Part II: A Second "Simple" Article on what is a Sports Car





In a March, 1956 Road & Track article Alan Beck, wrote perhaps the best contemporary explanation of what exactly was this unpractical thing  called a sports car:
A sports car is a fast-moving, slow-drifting, road loving heap of mechanistic perfection that will go faster, stop quicker, last longer, outgun, out run, and out fun any other pile of iron ever bolted together in this, or any other grand old country. It is like a smooth, well-built, brown-eyed blond who moves in the society of Hollywood, Manhattan, London, Paris, or Rome, but prefers stupid old you from Keokuk, Iowa….
            A sports car is a flash in the rainy night, a creature with a mind and a will of its own….
            A sports car is the twin jabs of the downshift at 50 miles an hour as the 90 degree corner comes up without any tire-screaming, gravel throwing slide into the shoulder. It is the rock-steady whine of 5000 rpm on the long straight-away, the big needle touching the magic 100 figure on the circular black dial. It is the whoosh that went by you on the lonely back road. It is what gives that heart-in-the mouth sensation as you sail as you sail down the long hill into Watkins Glen for race week and the sense the magic ahead….
            A sports car expects and deserves the pampering of a spoiled and expensive wife….
            It is a barky exhaust, the long sweep of a clean fender, an honesty of line, a functional hunk of power dictated by engineers instead of housewives….

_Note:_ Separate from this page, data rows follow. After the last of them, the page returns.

PR #375, opened 2017-05-25
Add support for login_links on the Account resource

remi-stripe:
This adds support for creating a login_link on an Account. Also adds support for the new `type` property/parameter on the Account resource instead of `managed`

r? @brandur


brandur-stripe:
Released as 4.8.0.

PR #376, opened 2017-05-25
Add event request object

brandur-stripe:
Event's `request` field has changed from being a string to being an object that contains a request ID and an idempotency key.

I don't think there's an easy way of making this backwards compatible, and since it's probably not in all that common of use, I've just changed the type completely here.

r? @remi-stripe ~~One thing I noticed while testing is that if you load an event from an old API version (before the type changed) with this code, you get a GSON error because it's expecting an object instead of a string. I don't really like that if a user upgrades this SDK and is still on an old API version, that could throw an error. The right answer is probably to lock stripe-java to a version like we do for stripe-go, but I'm not sure I want to shave that yak right now. Any thoughts on a better way to handle this?~~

            Sports cars are a happy and proud breed – like the Scotch tartans, French fleur-de-lis. And British crests, but wjen you acquire one, don’t expect understanding, credit, appreciation, or admiration. To the world, a sports car will ever evoke: “What do you want that thing for?  It’s not practical.” And you can’t answer – because the answer is out there in the sunset of a winter’s day on the wide open road, the wind stinging past your upturned mackinaw, the contented purr of the big engine turning into a whine, and the needle of the rev counter creeping up into the red.